■ EXERCISE BRIEF ■
Using the records below, locate all lines containing "default" and return them.

■ DATA PROVIDED ■
-.-.-

PR #603, opened 2025-11-27
Add options to override default substituters and trusted-public-keys

leonardolang:
This commit introduces a way to override the default substituters and trusted-public-keys copied from the reference machine.

A common use case is when the reference machine points to a local "proxy" binary cache (e.g., 127.0.0.1), which will not work on the target host.

Using `--no-use-machine-substituters` disables the feature altogether, while `--option substituters <list>` and `--option extra-substituters <list>` results in errors due to the user not being part of trusted-users.

This commit also changes how `~/.config/nix/nix.conf` is created: it now stores a backup (with a `.orig` suffix) before patching the file, and reuses that backup on future invocations.

This avoids the situation where multiple runs of `nixos-anywhere` repeatedly append the same configuration over and over.

### DIFF
--- a/src/nixos-anywhere.sh
+++ b/src/nixos-anywhere.sh
@@ -22,6 +22,8 @@ nixOptions=(
 )
 SSH_PRIVATE_KEY=${SSH_PRIVATE_KEY-}
 machineSubstituters="y"
+substituters=""
+trustedPublicKeys=""
 
 declare -A phases
 phases[kexec]=1
@@ -167,6 +169,10 @@ Options:
   implies --no-use-machine-substituters
 * --no-use-machine-substituters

-.-.-

■ OUTPUT OF THE EXERCISE ■
Add options to override default substituters and trusted-public-keys
This commit introduces a way to override the default substituters and trusted-public-keys copied from the reference machine.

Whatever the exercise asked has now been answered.